Billie ne chantait pas ce morceau à n’importe quel moment. C’était le dernier. Il ne supportait aucun prolongement, aucun autre morceau qui n’aurait pu que l’affadir ou le salir. Un soir qu’elle était montée sur scène furieuse à cause d’un de ces blancs racistes qu’elle appelait “cracker”, elle demande à son orchestre “Fruit”. Le pianiste sait que c’est forcément le dernier morceau, alors il s’étonne qu’elle commence par là. Un seul morceau? Billie insiste l’air furieux : “Fruit!”. Ce soir là il n’y eut qu’un morceau.
Les nombreuses personnes interrogées par Margolick témoignent du silence qui accompagnait l’écoute de ce morceau. La salle se faisait silencieuse et l’atmosphère était à ce point lourde que des spectateurs partaient outrés, ils étaient venus se divertir et repartaient avec une boule au ventre. Des spectateurs qui avaient réellement assisté à des lynchages étaient bouleversés et se jetaient sur Billie hors d’eux, furieux qu’elle leur ait fait revivre avec la même intensité l’horreur de la scène.
Un autre témoin rapporte qu’il n’a entendu qu’une fois le morceau à la radio. Il était en voiture, et s’est garé aussitôt. Par respect.

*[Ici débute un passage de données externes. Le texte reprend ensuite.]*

Issue #893, opened 2023-07-06
[Feature]: Enhance TermSet


rly:
### What would you like to see added to HDMF?

See https://github.com/hdmf-dev/hdmf/pull/880#pullrequestreview-1517181868

- Moving `ExternalResources`, `ExternalResourceMangager`, `TermSet` etc. codes into a separate module (folder) for external_resources
- Add `TermSet._repr_html_` function similar to #883 for to be able to render term sets nicely in the docs and Jupyter notebooks
- Add read-only properties to `TermSet` for “name”, “version”, and “prefixes” (which are probably just shortcuts for lookups in `TermSet.view`)

### What solution would you like?

See above

### Do you have any interest in helping implement the feature?

No.

### Code of Conduct

- [X] I agree to follow this project's [Code of Conduct](https://github.com/hdmf-dev/hdmf/blob/dev/.github/CODE_OF_CONDUCT.md)
- [X] Have you checked the [Contributing](https://github.com/hdmf-dev/hdmf/blob/dev/docs/CONTRIBUTING.rst) document?
- [X] Have you ensured this change was not already [requested](https://github.com/hdmf-dev/hdmf/issues)?

oruebel:
I think at least moving ExternalResources, ExternalResourceMangager, TermSet etc. codes into a separate module would be useful to do before the release

mavaylon1:
I'd prefer not. I want to get everything out there now and focus on finalizing tutorials and the talk. @oruebel

PR #967, opened 2023-10-17
TermSet minor test updates, _repr_html_, name field

mavaylon1:
## Motivation

- [x] Add _repr_html_ to Termset
- [x] Add name to Termset
- [x] Update tests to include name

## How to test the behavior?
```
```
Run notebook for html representation and then the unit tests.

## Checklist


mavaylon1:
Fix #893

mavaylon1:
It's been a while since #893 but we don't have versions anymore, the prefixes can be called by "termset.sources", I added the name, I added _repr_html_

mavaylon1:
I did not move termset and herd to a folder as the issue ticket suggested. That would require a lot of import changes for something that doesn't provide much value to the user, nor me as the main person who works on this.

src/hdmf/term_set.py
```diff
@@ -35,6 +37,7 @@ def __init__(self,
             msg = "Install linkml_runtime"
             raise ValueError(msg)
 
+        self.name = name
```
oruebel: @mavaylon1 what is `TermSet.name` being used for? I didn't see where the variable is actually being used in this PR. Is this preparing for some additional changes to come?

mavaylon1: I thought it could be useful for the user to name their termsets to more easily identify them without needing to open the schema.

rly:
The YAML schema in `TermSet.term_schema_path` already has a name. I think it is required but I am not sure. Could we extract the name field from the schema? I think that is what I meant in #893. Add convenience properties `name`, `version`, and `prefixes` that allow the user to get those values from the YAML schema.

src/hdmf/term_set.py
```diff
@@ -55,9 +58,14 @@ def __init__(self,
...
-        re = "class: %s\n" % str(self.__class__)
-        re += "term_schema_path: %s\n" % self.term_schema_path
+    def __repr__(self): # pragma: no cover
+        re = "Class: %s\n" % str(self.__class__.__name__)
+        re += "Schema Path: %s\n" % self.term_schema_path
+        return re
+
+    def _repr_html_(self): # pragma: no cover
+        re = "<p><b>" + "Schema Path: " + "</b>" + self.term_schema_path + "<br>" + "</p>"
+        re += "<p><b>" + "Sources: " + "</b>" + ", ".join(list(self.sources.keys())) + "</p>"
```
rly: 1. Could you add a screenshot in the PR showing how this looks?
2. This and `__repr__` are testable. Please do not exclude lines of code from coverage checks unless there is a very good reason why that code will not ever run, e.g., some code exists as an additional just-in-case error check but if everything is configured by HDMF correctly, that error should never run. In this case, the code is very likely to run and should be tested to make sure there is not a silly error within it.
3. I think `__repr__` and `_repr_html_` should display the same information. Showing the sources is nice - why not add that to `__repr__`?

mavaylon1: 1. I can add a screenshot.
2. We didn't have tests before for them but we should? It seems a bit unnecessary for these methods.
3. I can make them the same, but I treated them differently based on where I interact with the class. In terminal it was more useful for me to see the path than the sources themselves. I think what I'll do is make sure both representations have sources and path.

mavaylon1:
> The YAML schema in `TermSet.term_schema_path` already has a name. I think it is required but I am not sure. Could we extract the name field from the schema? I think that is what I meant in #893. Add convenience properties `name`, `version`, and `prefixes` that allow the user to get those values from the YAML schema.

That makes sense to extract.

src/hdmf/term_set.py
rly: re: 2. I think we should. If the code were as simple as just returning the name, then maybe not. Here, you have slightly more complex code where you could have had a typo, used += instead of =, the `join` used the wrong syntax, self.sources might not have been initialized, etc. Better to spend the 3 minutes to write at least one test to make sure the code runs as expected.

rly: re: 2. I think we should. If the code were as simple as just returning the name, then maybe not. Here, you have slightly more complex code where you could have had a typo, used `=` instead of `+=`, the `join` used the wrong syntax, `self.sources` might not have been initialized, etc. Better to spend the 3 minutes to write at least one test to make sure the code runs as expected than to have a user discover the bug down the road.

rly:
@mavaylon1 thanks for the PR. I think printing "[item 1] [item 2] ... [item 3]" and "[item 1] [item 2] ... [item 3] [item 4]" when there are only 3 or 4 items in the list is misleading, so I changed the format a bit so that the ellipses only show up if there are more items present than are shown. Super minor, but I think it is better this way.

Also, the panda that you added to your example is a genus, not a species, so I updated that accordingly.

rly (approved):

Je n’avais jamais lu ou entendu de pareils témoignages à propos d’aucune autre chanson, même par exemple sur le What’s going on de Marvin Gaye. Les témoignages recueillis par Margolick révèlent que chacun se souvient où et quand il a entendu cette chanson avec une précision sidérante.

Une partie de la puissance du morceau tient à l’interprétation qu’en faisait Billie Holliday. On l’a soupçonnée de ne pas avoir tout de suite compris le sens des paroles, elle qui ne lisait guère que des BD et des romans à l’eau de rose. Mais tout prouve au contraire qu’elle a rapidement ressenti cette chanson intensément. Elle qui ne chantait jamais rien après ce titre, qui exigeait un silence recueilli pour l’interpréter, qui était capable d’entrer dans des fureurs folles à propos de ce titre, elle ne l’aurait pas comprise?

Voilà le premier couplet :

Southern trees bear a strange fruit
Blood on the leaves and blood at the root
Black body swinging in the southern breeze,
Strange fruit hanging from the poplar trees.